1, 20, 40 ... Railroad crossing blocking rod damage detection device, 2, 21,
41 ... Detecting means, 3, 22 ... Blocking rods, 4, 5, 23, 2
4 ... Optical fiber cable, 6, 25 ... Optical connector, 7 ...
Optical connector for transmission, 8 ... Optical connector for reception, 9, 26 ...
Drive means 10, 27, 45 ... Light emitting means 11, 28,
45 ... Light receiving means, 12, 29 ... Amplifying means, 13, 30 ...

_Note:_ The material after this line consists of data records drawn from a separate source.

PR #1379, opened 2024-06-19
PARQUET-2471: Add support for geometry logical type

wgtmac:
This is the PoC of https://github.com/apache/parquet-format/pull/240

### Jira

- [ ] My PR addresses the following [Parquet Jira](https://issues.apache.org/jira/browse/PARQUET/) issues and references

### Tests

### Commits

### Style

### Documentation

### DIFF
--- a/parquet-column/src/main/java/org/apache/parquet/column/statistics/GeometryStatistics.java
+++ b/parquet-column/src/main/java/org/apache/parquet/column/statistics/GeometryStatistics.java
@@ -1,0 +1,108 @@
+/*
+ * Licensed to the Apache Software Foundation (ASF) under one
+ * or more contributor license agreements.  See the NOTICE file
+ * distributed with this work for additional information
+ * regarding copyright ownership.  The ASF licenses this file
+ * to you under the Apache License, Version 2.0 (the
+ * "License"); you may not use this file except in compliance
+ * with the License.  You may obtain a copy of the License at
+ *
+ *   http://www.apache.org/licenses/LICENSE-2.0
+ *
+ * Unless required by applicable law or agreed to in writing,
+ * software distributed under the License is distributed on an
+ * "AS IS" BASIS, WITHOUT WARRANTIES OR CONDITIONS OF ANY
+ * KIND, either express or implied.  See the License for the
+ * specific language governing permissions and limitations
+ * under the License.
+ */
+package org.apache.parquet.column.statistics;
+
+import org.apache.parquet.Preconditions;
+import org.apache.parquet.column.statistics.geometry.BoundingBox;
+import org.apache.parquet.column.statistics.geometry.Covering;
+import org.apache.parquet.column.statistics.geometry.EnvelopeCovering;
+import org.apache.parquet.column.statistics.geometry.GeometryTypes;
+import org.apache.parquet.io.api.Binary;
+import org.locationtech.jts.geom.Geometry;
+import org.locationtech.jts.io.ParseException;
+import org.locationtech.jts.io.WKBReader;
+
+public class GeometryStatistics {
+
+  private final BoundingBox boundingBox;
+  private final Covering covering;
+  private final GeometryTypes geometryTypes;
+  private final WKBReader reader = new WKBReader();
+
+  public GeometryStatistics(BoundingBox boundingBox, Covering covering, GeometryTypes geometryTypes) {
+    this.boundingBox = boundingBox;
+    this.covering = covering;
+    this.geometryTypes = geometryTypes;
+  }
+
+  public GeometryStatistics() {
+    this(new BoundingBox(), new EnvelopeCovering(), new GeometryTypes());
+  }
+
+  public BoundingBox getBoundingBox() {
+    return boundingBox;
+  }
+
+  public Covering getCovering() {
+    return covering;
+  }
+
+  public GeometryTypes getGeometryTypes() {
+    return geometryTypes;
+  }
+
+  public void update(Binary value) {
+    if (value == null) {
+      return;
+    }
+    try {
+      Geometry geom = reader.read(value.getBytes());
+      update(geom);
+    } catch (ParseException e) {
+      abort();
+    }
+  }
+
+  public void update(Geometry geom) {
+    boundingBox.update(geom);
+    covering.update(geom);
+    geometryTypes.update(geom);
+  }
+
+  public void merge(GeometryStatistics other) {
+    Preconditions.checkArgument(other != null, "Cannot merge with null GeometryStatistics");
+    boundingBox.merge(other.boundingBox);
+    covering.merge(other.covering);
+    geometryTypes.merge(other.geometryTypes);
+  }
+
+  public void reset() {
+    boundingBox.reset();
+    covering.reset();
+    geometryTypes.reset();
+  }
+
+  public void abort() {
+    boundingBox.abort();
+    covering.abort();
+    geometryTypes.abort();
+  }
+
+  public GeometryStatistics copy() {
+    return new GeometryStatistics(boundingBox.copy(), covering.copy(), geometryTypes.copy());
+  }
+
+  @Override
+  public String toString() {
+    return "GeometryStatistics{" + "boundingBox="
+        + boundingBox + ", covering="
+        + covering + ", geometryTypes="
+        + geometryTypes + '}';
+  }
+}
--- a/parquet-column/src/main/java/org/apache/parquet/column/statistics/geometry/BoundingBox.java
+++ b/parquet-column/src/main/java/org/apache/parquet/column/statistics/geometry/BoundingBox.java
@@ -1,0 +1,153 @@
+/*
+ * Licensed to the Apache Software Foundation (ASF) under one
+ * or more contributor license agreements.  See the NOTICE file
+ * distributed with this work for additional information
+ * regarding copyright ownership.  The ASF licenses this file
+ * to you under the Apache License, Version 2.0 (the
+ * "License"); you may not use this file except in compliance
+ * with the License.  You may obtain a copy of the License at
+ *
+ *   http://www.apache.org/licenses/LICENSE-2.0
+ *
+ * Unless required by applicable law or agreed to in writing,
+ * software distributed under the License is distributed on an
+ * "AS IS" BASIS, WITHOUT WARRANTIES OR CONDITIONS OF ANY
+ * KIND, either express or implied.  See the License for the
+ * specific language governing permissions and limitations
+ * under the License.
+ */
+package org.apache.parquet.column.statistics.geometry;
+
+import org.apache.parquet.Preconditions;
+import org.locationtech.jts.geom.Coordinate;
+import org.locationtech.jts.geom.Geometry;
+
+public class BoundingBox {
+
+  private double xMin = Double.MAX_VALUE;
+  private double xMax = Double.MIN_VALUE;
+  private double yMin = Double.MAX_VALUE;
+  private double yMax = Double.MIN_VALUE;
+  private double zMin = Double.MAX_VALUE;
+  private double zMax = Double.MIN_VALUE;
+  private double mMin = Double.MAX_VALUE;
+  private double mMax = Double.MIN_VALUE;
+
+  public BoundingBox(
+      double xMin, double xMax, double yMin, double yMax, double zMin, double zMax, double mMin, double mMax) {
+    this.xMin = xMin;
+    this.xMax = xMax;
+    this.yMin = yMin;
+    this.yMax = yMax;
+    this.zMin = zMin;
+    this.zMax = zMax;
+    this.mMin = mMin;
+    this.mMax = mMax;
+  }
+
+  public BoundingBox() {}
+
+  public double getXMin() {
+    return xMin;
+  }
+
+  public double getXMax() {
+    return xMax;
+  }
+
+  public double getYMin() {
+    return yMin;
+  }
+
+  public double getYMax() {
+    return yMax;
+  }
+
+  public double getZMin() {
+    return zMin;
+  }
+
+  public double getZMax() {
+    return zMax;
+  }
+
+  public double getMMin() {
+    return mMin;
+  }
+
+  public double getMMax() {
+    return mMax;
+  }
+
+  public void update(Geometry geom) {
+    if (geom == null || geom.isEmpty()) {
+      return;
+    }
+    Coordinate[] coordinates = geom.getCoordinates();
+    for (Coordinate coordinate : coordinates) {
+      update(coordinate.getX(), coordinate.getY(), coordinate.getZ(), coordinate.getM());
+    }
+  }
+
+  public void update(double x, double y, double z, double m) {
+    xMin = Math.min(xMin, x);
+    xMax = Math.max(xMax, x);
+    yMin = Math.min(yMin, y);
+    yMax = Math.max(yMax, y);
+    zMin = Math.min(zMin, z);
+    zMax = Math.max(zMax, z);
+    mMin = Math.min(mMin, m);
+    mMax = Math.max(mMax, m);
+  }
+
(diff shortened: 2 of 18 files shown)


parquet-hadoop/src/test/java/org/apache/parquet/statistics/TestGeometryTypeRoundTrip.java
```diff
@@ -0,0 +1,114 @@
...
+      System.out.println("Statistics");
+      System.out.println(columnChunkMetaData.getStatistics().toString());
+      System.out.println();
+
+      GeometryStatistics geometryStatistics =
+          ((BinaryStatistics) columnChunkMetaData.getStatistics()).getGeometryStatistics();
+      Assert.assertNotNull(geometryStatistics);
+      System.out.println("GeometryStatistics");
+      System.out.println(geometryStatistics);
+      System.out.println();
```
wgtmac, line 111: I have just finished the PoC to read/write geometry values in the form of WKB and verify the `GeometryStatistics` have been collected as expected. This is the output of this minimal test.

```
Footer
ParquetMetaData{FileMetaData{schema: message msg {
  required binary col_geom (GEOMETRY(WKB,PLANAR,EPSG:4326));
}
, metadata: {writer.model.name=example}}, blocks: [BlockMetaData{2, 73, rowIndexOffset = 0 [ColumnMetaData{UNCOMPRESSED [col_geom] required binary col_geom (GEOMETRY(WKB,PLANAR,EPSG:4326))  [BIT_PACKED, PLAIN], 4}]}]}

Statistics
min: POINT (1 1), max: POINT (2 2), num_nulls: 0

GeometryStatistics
GeometryStatistics{boundingBox=BoundingBox{xMin=1.0, xMax=2.0, yMin=1.0, yMax=2.0, zMin=NaN, zMax=NaN, mMin=NaN, mMax=NaN}, covering=Covering{geometry=POLYGON ((1 1, 1 2, 2 2, 2 1, 1 1)), edges=PLANAR}, geometryTypes=GeometryTypes{types=[1]}}
```

@szehon-ho @jiayuasu @paleolimbot @emkornfield 

Please let me know what do you think. Thanks!

wgtmac: Could you help take an initial review to see if this looks promising? @gszadovszky @julienledem

parquet-column/src/main/java/org/apache/parquet/column/statistics/GeometryStatistics.java
```diff
@@ -0,0 +1,108 @@
...
+import org.apache.parquet.column.statistics.geometry.EnvelopeCovering;
+import org.apache.parquet.column.statistics.geometry.GeometryTypes;
+import org.apache.parquet.io.api.Binary;
+import org.locationtech.jts.geom.Geometry;
+import org.locationtech.jts.io.ParseException;
+import org.locationtech.jts.io.WKBReader;
+
+public class GeometryStatistics {
+
+  private final BoundingBox boundingBox;
```
wgtmac, line 33: This is something that I can hardly find a way to fit into an `extension` type. Please let me know if you have any better idea. @pitrou

parquet-hadoop/src/test/java/org/apache/parquet/statistics/TestGeometryTypeRoundTrip.java
gszadovszky: @wgtmac, I am not really familiar with this new geometry logical type. So, my comments are more general.

I can see a TODO for the comparator but I cannot see any specification in the format PR about the total ordering. (BTW, I cannot see a proper spec in LogicalTypes.md. It is for the other PR, though.)

Could you please double-check the licensing of `org.locationtech.jts` whether we are able to distribute `parquet-java` as is? I am not expert of this, though.

I think, it is not a good idea to include external objects (`org.locationtech.jts.geom.Geometry`) into our public API. In our public API we should stick to the primitive type (`Binary`).

Otherwise, it looks good to me.

wgtmac: Thanks @gszadovszky for a quick review! Please see my inline comments below.

> I can see a TODO for the comparator but I cannot see any specification in the format PR about the total ordering.

I thought we'd better make the `ColumnOrder` of geometry logical type as undefined and do not populate min/max values. Here is the related line in the format PR: https://github.com/apache/parquet-format/pull/240/files#diff-834c5a8d91719350b20995ad99d1cb6d8d68332b9ac35694f40e375bdb2d3e7cR1083


> Could you please double-check the licensing of org.locationtech.jts whether we are able to distribute parquet-java as is? 

It has dual licenses:
- [Eclipse Public License 2.0](https://www.eclipse.org/legal/epl-v20.html)
- [Eclipse Distribution License 1.0](http://www.eclipse.org/org/documents/edl-v10.php) (a BSD Style License). 

I have also checked Apache Sedona which includes `org.locationtech.jts/jts-core` in its dependency: https://github.com/apache/sedona/blob/119682321f5301e6ef776315a8f2cd53a8ff63b0/pom.xml#L168-L188. So I assume we are safe here. 

@jiayuasu may provide more context as the domain expert. 

> I think, it is not a good idea to include external objects (org.locationtech.jts.geom.Geometry) into our public API. In our public API we should stick to the primitive type (Binary).

I agree that it is not a good idea to expose `org.locationtech.jts.geom.Geometry` as a public API. Let me switch it to internal method for now. If downstream projects like Apache Iceberg (which has customized column writer implementation) could benefit from directly passing a `org.locationtech.jts.geom.Geometry` to build stats without unnecessary conversion, we can revisit this later.

parquet-column/src/main/java/org/apache/parquet/column/statistics/geometry/EnvelopeCovering.java
```diff
@@ -0,0 +1,85 @@
...
+
+  @Override
+  void update(Geometry geom) {
+    if (geometry == null) {
+      return;
+    }
+    try {
+      if (geometry != EMPTY) {
+        Geometry envelope = reader.read(geometry.array());
+        geometry = ByteBuffer.wrap(writer.write(envelope.union(geom).getEnvelope()));
```
paleolimbot, line 46: I am a little unclear as to the utility of the `EnvelopeCovering`...it seems like the optimal strategy would be to always merge `BoundingBox`es and build a geometry at the end. A union in a loop is not usually efficient and should perhaps be more difficult to accidentally do.

paleolimbot (commented):
I took a look through for geometry things...this is very cool!

parquet-hadoop/src/test/java/org/apache/parquet/statistics/TestGeometryTypeRoundTrip.java
paleolimbot: > Please let me know what do you think

This looks good to me! (I left some geometry-specific notes on the implementation)

> I have also checked Apache Sedona which includes org.locationtech.jts/jts-core in its dependency

I believe Calcite also uses JTS for its spatial component and it may be worth checking there to see to what extent those types are used in various APIs and/or if it's ever caused any issues.

parquet-column/src/main/java/org/apache/parquet/column/statistics/geometry/EnvelopeCovering.java
wgtmac: I agree. Perhaps I can call `Envelope.expandToInclude(Envelope)` to maintain a running envelope.

https://locationtech.github.io/jts/javadoc/org/locationtech/jts/geom/Envelope.html#expandToInclude-org.locationtech.jts.geom.Envelope-

parquet-hadoop/src/main/java/org/apache/parquet/format/converter/ParquetMetadataConverter.java
```diff
@@ -765,9 +812,51 @@ public static Statistics toParquetStatistics(
...
+
+    if (stats.getCovering().getGeometry() != null) {
+      Covering formatCovering = new Covering();
+      formatCovering.setGeometry(stats.getCovering().getGeometry());
+      formatCovering.setEdges(convertEdges(stats.getCovering().getEdges()));
+      formatStats.setCovering(formatCovering);
+    }
+
+    formatStats.setGeometry_types(
+        new ArrayList<Integer>(stats.getGeometryTypes().getTypes()));
```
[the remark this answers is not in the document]
wgtmac: Make sense. Fixed.

wgtmac:
Thanks @paleolimbot for the quick review! I've addressed your feedback and also added page index support for geometry stats. BTW, it is a convention that we need PoC on another Parquet implementation to move forward the proposal. I plan to add similar things to parquet-cpp. Do you happen to know any JTS-parity on the C++ side? Or do you have a plan to implement the PoC? I guess there should be a lot of existing code on the GeoParquet side.

parquet-hadoop/src/test/java/org/apache/parquet/statistics/TestGeometryTypeRoundTrip.java
jiayuasu: I am pretty confident that JTS is fully compatible with ASF license: https://www.apache.org/legal/resolved.html

This is also why Sedona added it years ago

jiayuasu:
@wgtmac The JTS-parity on C++ side is GEOS, which is a C++ port of JTS: https://github.com/libgeos/geos

Note that: GEOS is LGPL 2.1, which is NOT compatible with ASF

parquet-column/src/main/java/org/apache/parquet/column/statistics/geometry/BoundingBox.java
```diff
@@ -0,0 +1,153 @@
...
+
+  public double getMMin() {
+    return mMin;
+  }
+
+  public double getMMax() {
+    return mMax;
+  }
+
+  void update(Geometry geom) {
```
jiayuasu, line 82: This is not the correct way to update Geometry in JTS. You need to use CoordinateSequenceFilter. Sedona has many examples here: https://github.com/apache/sedona/blob/0a1db3d35fd7b5721301aa3ce5d39aa8cd828661/common/src/main/java/org/apache/sedona/common/Functions.java#L294

parquet-column/src/main/java/org/apache/parquet/column/statistics/geometry/BoundingBox.java
```diff
@@ -0,0 +1,153 @@
...
+package org.apache.parquet.column.statistics.geometry;
+
+import org.apache.parquet.Preconditions;
+import org.locationtech.jts.geom.Coordinate;
+import org.locationtech.jts.geom.Geometry;
+
+public class BoundingBox {
+
+  private double xMin = Double.MAX_VALUE;
+  private double xMax = Double.MIN_VALUE;
```
jiayuasu, line 28: For the init value of xMax, yMax, ..., please use `-Double.MAX_VALUE` because Double.MIN_VALUE is not guaranteed to be negative. See https://stackoverflow.com/questions/3884793/why-is-double-min-value-in-not-negative

parquet-column/src/main/java/org/apache/parquet/column/statistics/geometry/EnvelopeCovering.java
```diff
@@ -0,0 +1,97 @@
...
+        Envelope envelope = reader.read(geometry.array()).getEnvelopeInternal();
+        envelope.expandToInclude(geom.getEnvelopeInternal());
+        Geometry polygon = factory.createPolygon(new Coordinate[] {
+          new Coordinate(envelope.getMinX(), envelope.getMinY()),
+          new Coordinate(envelope.getMinX(), envelope.getMaxY()),
+          new Coordinate(envelope.getMaxX(), envelope.getMaxY()),
+          new Coordinate(envelope.getMaxX(), envelope.getMinY()),
+          new Coordinate(envelope.getMinX(), envelope.getMinY())
+        });
+        geometry = ByteBuffer.wrap(writer.write(polygon));
```
jiayuasu, line 58: Pay attention to a trap here: JTS WKB writer has a bug that does not write M value. There is a PR on JTS to fix this but it hasn't been merged: https://github.com/locationtech/jts/pull/734.

I think we also need to be a bit more explicit here about which WKB standard we are supporting.

Standard WKB format does not allow Z and M dimension. ISO WKB allow Z and M dimension. JTS follows ISO WKB but its writer has the aforementioned bug. See this article from GEOS: https://libgeos.org/specifications/wkb/

jiayuasu (changes requested):

jiayuasu:
Core sedona contributors @Kontinuation and @zhangfengcdt , can you also review this?

@wgtmac Thanks for putting together this PR. I guess you might need some help from the Sedona community regarding the Java geometry implementation together with JTS. We can work together to implement this POC.

parquet-column/src/main/java/org/apache/parquet/column/statistics/geometry/EnvelopeCovering.java
wgtmac: Thanks for the advise! BTW, it seems that JTS envelope has only X and Y axises. I'm not sure if this is another issue here.

wgtmac:
Thanks @jiayuasu for your valuable feedback! Yes, it would be great if we can get direct help from geospatial experts!

parquet-column/src/main/java/org/apache/parquet/schema/LogicalTypeAnnotation.java
```diff
@@ -1091,6 +1112,104 @@ public int hashCode() {
...
+      sb.append(",");
+      sb.append(edges);
+      if (crs != null && !crs.isEmpty()) {
+        sb.append(",");
+        sb.append(crs);
+      }
+      if (metadata != null) {
+        sb.append(",");
+        sb.append(metadata);
+      }
```
Kontinuation, line 1169: There's a high probability that `crs` itself contains comma, so this may introduce ambiguity to the generated type parameters.

`metadata` will be appended as something like `java.nio.HeapByteBuffer[pos=_ lim=_ cap=_]` to the type parameter. Does this have any bad implications?

parquet-column/src/main/java/org/apache/parquet/column/statistics/geometry/EnvelopeCovering.java
```diff
@@ -0,0 +1,97 @@
...
+      if (geometry != EMPTY) {
+        Envelope envelope = reader.read(geometry.array()).getEnvelopeInternal();
+        envelope.expandToInclude(geom.getEnvelopeInternal());
+        Geometry polygon = factory.createPolygon(new Coordinate[] {
+          new Coordinate(envelope.getMinX(), envelope.getMinY()),
+          new Coordinate(envelope.getMinX(), envelope.getMaxY()),
+          new Coordinate(envelope.getMaxX(), envelope.getMaxY()),
+          new Coordinate(envelope.getMaxX(), envelope.getMinY()),
+          new Coordinate(envelope.getMinX(), envelope.getMinY())
+        });
```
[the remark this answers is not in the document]
wgtmac: `EnvelopeCovering` is just a possible implementation of the `Covering`. The idea behind putting `Covering` and `BoundingBox` at the same time originates from the suggestion of https://github.com/apache/parquet-format/pull/240#discussion_r1615980422 and https://github.com/apache/parquet-format/pull/240#discussion_r1607000607

parquet-column/src/main/java/org/apache/parquet/schema/LogicalTypeAnnotation.java
wgtmac: This is definitely something that I need to improve :)

wgtmac:
Close this in favor of https://github.com/apache/parquet-java/pull/2971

Judgment means, 14, 15 ... External optical fiber cable, 1
6, 31, 47 ... Circuit breaker main body, 17, 32 ... Central processing unit, 42 ... Reflector, 43 ... Breakage detector, 43 ... Mounting pillar, R1 ... Infrared, R2 ... Reflected infrared, S2, S11 ... Drive signal, S3, S4, S12, S13 ... Optical signal, S5, S6, S1
4, S15 ... Received signal, S7, S16 ... Judgment signal.

Claims (2)

[Claims] 1. A disconnecting rod that is rotated by a main body of the interrupter,
A railroad crossing blocking rod breakage detecting device comprising: a detecting unit for detecting breakage of the blocking rod, wherein an optical connector (6) is provided at a tip end portion arranged in the blocking rod (3), and the optical connector (6). ), Two optical fiber cables (4,5) provided in the longitudinal direction of the blocking rod (3), and the blocking due to the attenuation amount of the optical signal transmitted through the optical fiber cables (4,5). A railroad crossing blocking rod breakage detection device comprising: a detection means (2) for detecting breakage of the rod (3). 2. A disconnecting rod which is rotated by a main body of the interrupter,
A railroad crossing blocking rod breakage detecting device comprising: a detection unit for detecting breakage of the blocking rod, wherein an optical connector (25) is provided at a tip end portion disposed inside the blocking rod (22), and the blocking rod (22). ), A light emitting means (27) incorporated at the end of the circuit breaker body (31) side, and a light receiving means (28)
And the light emitting means (27) through the optical connector (25)
An optical fiber cable (23, 24) provided for transmitting and receiving light between the optical fiber cable (23, 24) and the light receiving means (28), and the interruption due to an attenuation amount of an optical signal transmitted through the optical fiber cable (23, 24). A railroad crossing blocking rod breakage detection device comprising: a detection means (2) for detecting breakage of the rod (3).